Сеньоры, вряд ли кто поймет
то, что сейчас я петь начну.
Не сирвентес, не эстрибот,
не то, что пели в старину.
И мне неведом поворот,
в который под конец сверну…
 
   — …чтобы сочинить то, чего никто никогда не видел сочиненным ни мужчиной, ни женщиной! — возвышал голос слепой трувер, невидяще задирая голову к небу, — ни в этом веке, ни в каком прошедшем!
 
Безумным всяк меня зовет,
но, петь начав, не примину
в своих желаньях дать отчет,
не ставьте это мне в вину.
Ценней всех песенных красот —
хоть мельком видеть ту одну…
 
   — …и могу сказать почему! — возвышал голос слепой трувер. — Потому что, начни я для вас это и не доведи дело до конца, вы решили бы, что я безумен, ибо я всегда предпочту один денье в кулаке, чем тысячу солнц в небе!
 
Я не боюсь теперь невзгод,
мой друг, и рока не кляну,
и, если помощь не придет,
на друга косо не взгляну.
Тем никакой не страшен гнет,
кто проиграл, как я войну…
 
   — …все это я говорю из-за Дамы, — возвышал голос слепой трувер, — из-за Дамы, которая прекрасными речами и долгими проволочками заставила меня тосковать, не знаю зачем!

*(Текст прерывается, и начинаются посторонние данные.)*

PR #73, opened 2016-12-05
Adding 204:NoContent return

eilinora:
Adding a nocontent check as when the API returns a NoContent success message the state saves an error as their is no JSON to parse


src/util/apiUtils.js
```diff
@@ -82,14 +82,24 @@ export const parseApiResponse = requestUrl => ([response, body]) => {
 		};
 	}
 	try {
-		value = JSON.parse(body);
-		if (value && value.problem) {
-			value = formatApiError(new Error(`API problem: ${value.problem}: ${value.details}`));
+		if (response.statusCode === 204) { //NoContent response type
+			value = {
+				success: true
+			};
```
mmcgahan: will `NoContent` _always_ mean that something was successful? I'm assuming this is expected for certain `POST` responses? I'm wondering if it might make more sense to put this `success: true` key on `meta` rather than `value`.

I haven't used this kind of response before (obviously), so we should make a long-term design decision now

mmcgahan: in fact, thinking about this a bit more, I'm wondering if we should always put the statusCode in the `meta` object for all responses...

src/util/apiUtils.js
```diff
@@ -82,14 +82,27 @@ export const parseApiResponse = requestUrl => ([response, body]) => {
...
+		} else {
+			value = JSON.parse(body);
+			if (value && value.problem) {
+				value = formatApiError(new Error(`API problem: ${value.problem}: ${value.details}`));
+			}
+			return {
+				value,
+				meta,
+			};
```
mmcgahan: This is getting more nested than I'd like - there are a lot of ways of exiting the function, which might make it hard to debug. I think we can simplify by taking a step back.

1. do we need a `meta.success` prop, or can we assume a "`value`-with-no-`error`-prop" is a success?
2. if the underlying issue is that we're trying to `JSON.parse` an empty value, why not just skip `JSON.parse` when the value is empty?

would this simple change address the problem?

```js
value = body && JSON.parse(body) || {};
```

mmcgahan:
This needs tests - it should be pretty easy to mock up a `204` response in `apiUtils.test.js` to make sure it's handled as expected

src/util/apiUtils.js
```diff
@@ -69,6 +69,16 @@ export const parseApiValue = ([response, body]) => {
 		return formatApiError(new Error(response.statusMessage));
 	}
 	try {
+		if (response.statusCode === 204) { //NoContent response type
+			return {
+				value: {},
+				meta: {
+					success: true,
```
mmcgahan: is this useful? unless there's a `value.error`, we should be able to assume it's a success response

eilinora: true

PR #77, opened 2016-12-09
WP 138 confine CSRF handling to /api endpoint

mmcgahan:
This PR disables the CSRF plugin on all routes by default, and updates the API routes to opt-in to CSRF handling so that only API responses will set new CSRFs. It also updates the `config` reducer to read new CSRFs whenever they are supplied in the `meta` property of an action - this provides a little more assurance that a new CSRF will be correctly stored in app state whether or not it was supplied by a specific `API_SUCCESS` action or not.

Over time, I suspect we'll need to lock down the ways in which `/api` is called even more to avoid bugs, but this is a good non-breaking step

### DIFF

Может ли это быть хорошо, сеньоры?
 
Века минули, а не год,
с тех пор, как я пошел ко дну,
узнав, что то она дает,
за что я всю отдам казну.
Я жду обещанных щедрот,
вы ж сердце держите в плену.
 
   — …Господи, помилуй, — возвышал голос слепой трувер. — Ин номине Патрис ет Филии ет Спиритус Санкти!

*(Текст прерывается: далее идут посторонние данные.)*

PR #80, opened 2016-12-14
LogoutLink Component

sadafie:
append `logout` query param to any path.


src/components/logoutlink.test.jsx
```diff
@@ -0,0 +1,24 @@
...
+
+	it('exists', function() {
+		expect(this.linkEl).not.toBeNull();
+	});
+
+	it('creates an HTML a element', function() {
+		expect(this.linkEl.nodeName).toBe('A');
+	});
+
+	xit('appends the logout query param', function() {
```
sadafie: i've disable this test for now because it fails. however, this seems straight forward / should work. but `this.linkEl.getAttribute('href')` is returning null.

sadafie:
Trying out this "request a review" feature. If it's annoying or unhelpful, lmk.

src/components/logoutlink.test.jsx
mmcgahan: without a fully-initialized `<Router>`, the `<Link>` component just renders `<a data-reactroot=""></a>`, although I think you can pass an `href` prop to force it to render a particular href in tests. ([source](https://github.com/ReactTraining/react-router/blob/master/modules/Link.js#L103,L129))

But that's not really useful in this case, so I think it would be better to inspect `this.logoutLink` to see if it renders a `<Link>` with a `to` prop that includes `{query: {logout: true}}` - you technically should avoid testing what `<Link>` actually renders anyway and just treat it as a black box.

   Ганелон бросил тогда труверу монету. Но разве можно славить любовь, когда сам воздух вокруг омрачен дыханием еретиков?

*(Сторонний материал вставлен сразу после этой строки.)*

PR #81, opened 2016-12-14
WP-144 read forwarded request protocol if available

mmcgahan:
in order to correctly set the `apiUrl` with the correct protocol, we need to get the forwarded protocol from the SSL proxy if it's available.


swozniak:
LGTM

PR #495, opened 2018-05-23
Added Stylelint config

mperrotti:
These new configuration files reflect styling rules and best practices Adam and I discussed.

`.stylelintrc` usage in consumer apps would look like this:
```
{
	'extends': [
		'mwp-config/stylelint/stylelint-config-default', 
		'example-thridparty-config',
		'./example-local-config'
	],
	'rules': {
		...any rule overrides that repo needs...
	}
}
```


packages/mwp-config/stylelint/stylelint-config-default.js
```diff
@@ -0,0 +1,206 @@
...
+		'declaration-colon-space-after': 'always',
+		'declaration-colon-space-before': 'never',
+		'declaration-empty-line-before': 'never',
+		'declaration-property-unit-whitelist': {
+			'line-height': [],
+			'/^animation/': ['ms'],
+			'/^transition/': ['ms'],
+		},
+		'declaration-property-value-blacklist': {
+			outline: ['outline'],
```
akdetrick: should this be `outline: ['none']`?

packages/mwp-config/stylelint/stylelint-config-default.js
```diff
@@ -0,0 +1,206 @@
...
+		'property-case': 'lower',
+		'property-no-unknown': true,
+		'property-no-vendor-prefix': true,
+		'rule-empty-line-before': 'always',
+		'selector-attribute-brackets-space-inside': 'never',
+		'selector-attribute-operator-blacklist': '|=',
+		'selector-attribute-operator-space-after': 'never',
+		'selector-attribute-operator-space-before': 'never',
+		'selector-attribute-quotes': 'always',
+		'selector-class-pattern': [
```
akdetrick: Do we need to set a level for this?

akdetrick: Alternatively, we could pull this out of shared rules and export a separate, stricter set for use in SDS projects:

```
const SDSFrameworkConfig { rules: { 'selector-class-pattern': ... } }
```

packages/mwp-config/stylelint/stylelint-config-default.js
```diff
@@ -0,0 +1,206 @@
...
+		'string-quotes': 'double',
+		'time-min-milliseconds': 100,
+		'unit-case': 'lower',
+		'unit-no-unknown': true,
+		'value-keyword-case': 'lower',
+		'value-list-max-empty-lines': 0,
+		'value-no-vendor-prefix': true,
+
+		// the following rules are intentionally disabled
+		'at-rule-blacklist': null,
```
akdetrick: dumb question - do the rules included in `stylelint` or `stylelint-scss` default to `null`? If so, we may not need to explicitly declare them here.

mperrotti: They default to null, but I kind of like being explicit about what we've disabled. Happy to remove if you prefer not having them :)

packages/mwp-config/stylelint/stylelint-config-default.js
mperrotti: Severity level:
Going to come back to this after I fix all error/warnings in MWC

Only including in SDS projects:
Totally makes sense

packages/mwp-config/stylelint/stylelint-config-default.js
akdetrick: The reason I can think of to keep these around is to document their absence as being intentional, but that doesn't provide much context around _why_ we intend not to use these.

I'd vote to remove them to fall back on default `null` values for rules we don't want.

akdetrick:
Some nitpicks about the naming for `stylelint-config-default.js` and `stylelint-config-scss.js`... 

"default" implies that the `scss` config somehow overrides "default". What do you think of making it `stylelint-config-base`?

This may also be a good time to introduce `stylelint-config-swarmProject.js` which could extend `stylelint-config-base` and add some extra, strict rules (like the PCV naming convention validator)

mperrotti:
Very into those suggestions. I'll update the PR :)

packages/mwp-config/stylelint/stylelint-config-swarmProject.js
```diff
@@ -0,0 +1,8 @@
+module.exports = {
+	rules: {
```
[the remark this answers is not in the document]
mperrotti: I had that at first, but thought it might be better to explicitly extend `stylelint-config-base` _and_ `stylelint-config-swarmProject` in SDS projects. Happy to update though :)

mmcgahan:
this is creating a strange `yarn check` error when being installed in mup-web:

```
error "stylelint#postcss-html#postcss-syntax@^0.10.0" doesn't satisfy found match of "postcss-syntax@0.9.1"
error "stylelint#postcss-markdown#postcss-syntax@^0.10.0" doesn't satisfy found match of "postcss-syntax@0.9.1"
```

can be fixed by installing `postcss-syntax@0.10.0`, but it's weird.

   Я бастард, вспомнил он с отчаянием.
   Я бастард.
   Я, брат Ганелон, верный пес господень блаженного Доминика, всего лишь бастард, всего лишь побочный случайный сын мерзкого богохульника!
   В моих жилах течет проклятая кровь Торкватов!
   Сердце Ганелона наливалось праведной яростью.
   Папский легат Амальрик прав. Все еретики в Барре должны умереть. Они должны жестоко умереть в назидание всем остальным еретикам. Даже скот в Барре должен быть уничтожен.
   Ересь, она как чума. Она поражает всех и поражает в самое сердце. Ее не пугает страх воды и огня или какой-либо другой страх. Еретики нечисты. Может, единственное, на что они годятся — это седлать ослов для колдуний, приговоренных к очищающему огню.
   Сердце Ганелона разрывалось от ненависти.
   Я потерял брата Одо. Стрела, пущенная рукой гнусного еретика, лишила жизни истинно святого человека. Теперь уже никогда брат Одо неспешной походкой не пройдет по пыльным дорогам Лангедока, вдыхая густой, настоявшийся на овсах и на душистом клевере воздух.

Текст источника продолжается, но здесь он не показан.